PR #49, opened 2020-03-05
typo: longson should be loongson

linkslice:


Completion/BSD/Type/_obsd_architectures
```diff
@@ -3,4 +3,4 @@
 local expl
 
 _description architectures expl 'architecture'
-compadd "$@" "$expl[@]" alpha amd64 arm64 armv7 hppa i386 landisk longson luna88k macppc octeon sgi sparc64
+compadd "$@" "$expl[@]" alpha amd64 arm64 armv7 hppa i386 landisk loongson luna88k macppc octeon sgi sparc64
```
danielshahaf: Should `sgi` be retained or removed? I don't see it under https://github.com/zsh-users/zsh/blob/243083c50b7cb8f7b1539abcf8418ebb3163865e/Completion/BSD/Type/_obsd_architectures#L6.

danielshahaf: ... under https://www.openbsd.org/faq/faq4.html#Download.

danielshahaf:
Merged in 2f419b332d9cf28eaad0523b3404ab8ce52a82e0 with a tweaked log message.  Let us know about `sgi`.  Thanks for the patch!

Completion/BSD/Type/_obsd_architectures
linkslice: probably not. Support for was dropped with the latest release. https://www.openbsd.org/sgi.html

danielshahaf: Thanks, done in dd50f125b5eb65896642d2ff664adefd33f1004c.

PR #50, opened 2020-03-08
_ssh_hosts: Complete hosts in "Match" directive

fumiyas:
Support SSH hostname completion in "Match host ..." and so on.

```
Match host foo
...
Match originalhost bar
...
Match final baz
...
Match canonical qux
...
```

### DIFF
--- a/Completion/Unix/Type/_ssh_hosts
+++ b/Completion/Unix/Type/_ssh_hosts
@@ -19,8 +19,20 @@ fi
 if [[ -r $config ]]; then
   local key line host
   local -a lines=("${(@f)$(<"$config")}") 2>/dev/null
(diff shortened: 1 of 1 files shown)


fumiyas:
Ping. Should I send the patch to the zsh-workers mailing list?

danielshahaf:
Hi, sorry for the radio silence.  I've just sent a ping to -workers@ for you, covering a few other PRs as well.  I took the liberty of Bcc'ing you.  (Bcc, rather than Cc, so you wouldn't be spammed by unrelated responses.)

okapia:
Looks good to me and Bart seemed happy in the -workers thread.
Pushed in a0a2747
Thanks for the contribution.

PR #85, opened 2021-12-26
replace every occurrence of replace_string

EdwarDu:
`zargs -i{} -- hi -- echo "{} and {} is okay"` will output 'hi and {} is okay'
with the change will output 'hi and hi is okay'

### DIFF
--- a/Functions/Misc/zargs
+++ b/Functions/Misc/zargs
@@ -291,7 +291,7 @@ do
 	args=( "${(@)argv[1,end]}" )
 	shift $((end > ARGC ? ARGC : end))
 	if (( $#i ))
-	then call=( "${(@)command/$i/$args}" )
+	then call=( "${(@)command//$i/$args}" )
 	else call=( "${(@)command}" "${(@)args}" )
 	fi
 	if (( ${(c)#call} > s ))


larryv:
Thanks for the suggestion, but [we only accept GitHub PRs for completion functions](https://zsh.sourceforge.io/Arc/git.html).  Please submit the patch to <zsh-workers@zsh.org> for review. (You don't have to subscribe.)

danielshahaf:
> [we only accept GitHub PRs for completion functions](https://zsh.sourceforge.io/Arc/git.html).

We should state this in zsh.git too, because people may get the source code without going through <https://zsh.sourceforge.io/Arc/git.html>.  Do we?  There are no relevant mentions of "github", but there may be a reference to "see the Web site for instructions" or some such, which isn't easy to grep for.

EdwarDu:
> Thanks for the suggestion, but [we only accept GitHub PRs for completion functions](https://zsh.sourceforge.io/Arc/git.html). Please submit the patch to [zsh-workers@zsh.org](mailto:zsh-workers@zsh.org) for review. (You don't have to subscribe.)

Thank you for the info. I will send out the email later. Would you mind let me know if there is specific format for the "patch" email ?

larryv:
> Would you mind let me know if there is specific format for the "patch" email ?

Assuming your email client can send plain text messages without mangling them (e.g., adding unwanted newlines), then inline `git format-patch` or `git diff` output works well. ([An example](https://www.zsh.org/mla/workers/2021/msg01894.html). [Another example](https://www.zsh.org/mla/workers/2021/msg01893.html).)

If your email client does mangle messages (the Gmail web client seems particularly troublesome), or if you're not sure whether it does, then an attachment with a `.txt` extension is best.

larryv:
> We should state this in zsh.git too, because people may get the source code without going through <https://zsh.sourceforge.io/Arc/git.html>. Do we? There are no relevant mentions of "github", but there may be a reference to "see the Web site for instructions" or some such, which isn't easy to grep for.

I skimmed [Etc/zsh-development-guide](../blob/master/Etc/zsh-development-guide) and didn't see anything.  I don't think it acknowledges the mirrors' existence at all.

(That file is already not particularly discoverable; I can't imagine many people come across it, let alone read it.)

okapia:
@larryv if you identify things like this, patches against the text files are always welcome. a reference to Etc/zsh-development-guide and Etc/completion-style-guide in the Documentation section of the README would make sense.

A much broader reorganisation of the text files is somewhat needed. E.g. consolidating the various bits that should constitute release notes. And perhaps using markdown.

It's often difficult to get the balance of including all the relevant information where it can be found and there not being so much that nobody can be bothered to read it. That's why the web page only briefly mentions that PRs for Completion functions are accepted without going into the details of why. For a PR against zargs it appears finicky to ask for a patch but I don't use zargs so can't give meaningful consideration to the change.

danielshahaf:
> For a PR against zargs it appears finicky to ask for a patch but I don't use zargs so can't give meaningful consideration to the change.

Project policy is that patches to anything other than Completion/ are to go through the mailing list.  So long as that's the policy, people interested in zargs might not be subscribed to github/gitlab or the push notifications stream, but only to -workers@.  Accepting zargs patches via github would break those people's reliance on the documented project policy.  Feel free to drive a policy change.

I'm not expressing an opinion on such a change.

EdwarDu:
Thank you all for the input, I'm closing this now.

PR #87, opened 2022-02-18
[completion] Update _tmux definition using a recent build of tmux

atomicstack:
Using the tool [`zsh.git:Util/check-tmux-state`](https://github.com/zsh-users/zsh/blob/master/Util/check-tmux-state), I have generated some updates for [tmux completion in zsh](https://github.com/zsh-users/zsh/blob/master/Completion/Unix/Command/_tmux). This also required some minor tweaks to the tool itself.

The update was based off tmux.git revision [c67abcf8182b](https://github.com/tmux/tmux/commit/c67abcf8182b3a4e4c1e71b370c814a65c12a46c).

Most updates were simple to apply, however, there is some oddness related to the `server-info` and `info` commands due to changes in tmux, in order to enable dynamic aliases. As of tmux.git commit [126d364abe2e8c063efa5a888de69](https://github.com/tmux/tmux/commit/126d364abe2e8c063efa5a888de6997ca05641fc), `server-info` is no longer a command, and both `server-info` and its existing alias `info` are now defined as a `command-alias` for `show-messages -JT`.

`check-tmux-state` assumes that aliases are listed in the output of `tmux list-commands` and nowhere else, and so [creates `$available_aliases` by looking for alias names enclosed in parens](https://github.com/zsh-users/zsh/blob/master/Util/check-tmux-state#L70):
```
% grep -A2 'available_aliases=' Util/check-tmux-state
available_aliases=( $( $tmux list-commands |
                       grep '^[a-z-]* *(' |
                       gsed -e 's,^\([a-z-]*\) *(\([a-z-]*\))\(.*\)$,\2 \1,' ) )
# splitw -> split-window
% tmux list-commands| grep ^split
split-window (splitw) [-bdefhIPvZ] [-c start-directory] [-e environment] [-F format] [-l size] [-t target-pane][shell-command]
```

But, it's now also necessary to update `$available_aliases` based on the `command-alias` entries in tmux's server options:
```
# dynamic alias config:
% tmux show-options -s command-alias | egrep info
command-alias[2] "server-info=show-messages -JT"
command-alias[3] "info=show-messages -JT"
```

...and this can't be done (easily) by using the existing code, as it's not possible for zsh to use a hyphenated token like `server-info` as a key in an associative array AFAICT. Attempting to add such an item results either in a silent error, or alternatively, a bad subscript error.

This will also affect the usage of `zstyle`. The `_tmux` completion file suggests that completion output for tmux can be restricted to commands only (or aliases only), with a line such as the following:
```
#       % zstyle ':completion:*:*:tmux:*:subcommands' mode 'commands'
```
If a user chooses to use this technique to enable commands only, then important aliases such as server-info will no longer be visible to the user.

### DIFF
--- a/ChangeLog
+++ b/ChangeLog
@@ -1,3 +1,8 @@
+2022-02-18  Matt Koscica <matt.koscica@gmail.com>
+
+	* github PR #87: Completion/Unix/Command/_tmux: update options
+	for tmux 3.4
+
 2022-02-16  Jun-ichi Takimoto  <takimoto-j@kba.biglobe.ne.jp>
 
 	* 49757 (sourceforge #1): samcarter: Completion/Unix/Command/_tex:
--- a/Completion/Unix/Command/_tmux
+++ b/Completion/Unix/Command/_tmux
@@ -130,6 +130,8 @@ _tmux_aliasmap=(
     popup       display-popup
 
     # buffers
+    clearphist  clear-prompt-history
+    showphist   show-prompt-history
     clearhist   clear-history
     deleteb     delete-buffer
     lsb         list-buffers
@@ -267,6 +269,11 @@ _tmux-clear-history() {
   _arguments '-t+[specify target pane]:pane:__tmux-panes'
 }
 
+_tmux-clear-prompt-history() {
+  [[ -n ${tmux_describe} ]] && print "remove history of values for command line prompts" && return
+  _arguments '-T+[specify prompt type]'
+}
+
 _tmux-clock-mode() {
   [[ -n ${tmux_describe} ]] && print "enter clock mode" && return
   _arguments '-t+[specify target pane]:pane:__tmux-panes'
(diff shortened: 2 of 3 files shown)


phy1729:
Looks generally ok. I know the cut was already there, but the cut, sed, and uniq can be done with zsh features. That is
```zsh
typeset -a available_session_options
available_session_options=( $( $tmux show-options -g | cut -f1 -d' ' | sed 's/\[[0-9+]\]$//' | uniq ) )
```
could instead be
```zsh
typeset -aU available_session_options
available_session_options=( ${${(f)"$(tmux show-options -g)"}%%(\[<->\])# *} )
```

atomicstack:
The dependencies upon `cut`+`sed` are gone. However, I had to introduce a dependency upon `grep` to exclude user-defined options (which are prefixed with an `@` symbol), which seemed conceptually cleaner than updating `find_new`, `find_old`, and `find_changed_scope` to ignore that prefix. Definitely open to a better suggestion here.

danielshahaf:
> However, I had to introduce a dependency upon `grep` to exclude user-defined options (which are prefixed with an `@` symbol), which seemed conceptually cleaner than updating `find_new`, `find_old`, and `find_changed_scope` to ignore that prefix. Definitely open to a better suggestion here.

Use `${haystack:#pattern}` instead of `grep -v`.  Calling tmux(1) with `-f /dev/null` might also do the trick.

```zsh
% set -- foo bar baz 
% print -raC1 -- ${argv:#b*} 
foo
% 
```

danielshahaf:
Feel free to post this to zsh-workers@zsh.org; you may get a faster response there.

There's no need to include ChangeLog hunks in patches (but thanks for doing so).

okapia:
merged in dbefe08f. Thanks for the contribution.

Tweaked it as per Daniel's suggestion to use :# instead of grep -v and also to fix a couple of descriptions to use the conventional form.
────────────────────────────────────────
## [Task]
Copy the records above exactly, please, but only from the first line through the line containing "linkslice: probably not.".

## [Answer space]
PR #49, opened 2020-03-05
typo: longson should be loongson

linkslice:


Completion/BSD/Type/_obsd_architectures
```diff
@@ -3,4 +3,4 @@
 local expl
 
 _description architectures expl 'architecture'
-compadd "$@" "$expl[@]" alpha amd64 arm64 armv7 hppa i386 landisk longson luna88k macppc octeon sgi sparc64
+compadd "$@" "$expl[@]" alpha amd64 arm64 armv7 hppa i386 landisk loongson luna88k macppc octeon sgi sparc64
```
danielshahaf: Should `sgi` be retained or removed? I don't see it under https://github.com/zsh-users/zsh/blob/243083c50b7cb8f7b1539abcf8418ebb3163865e/Completion/BSD/Type/_obsd_architectures#L6.

danielshahaf: ... under https://www.openbsd.org/faq/faq4.html#Download.

danielshahaf:
Merged in 2f419b332d9cf28eaad0523b3404ab8ce52a82e0 with a tweaked log message.  Let us know about `sgi`.  Thanks for the patch!

Completion/BSD/Type/_obsd_architectures
linkslice: probably not. Support for was dropped with the latest release. https://www.openbsd.org/sgi.html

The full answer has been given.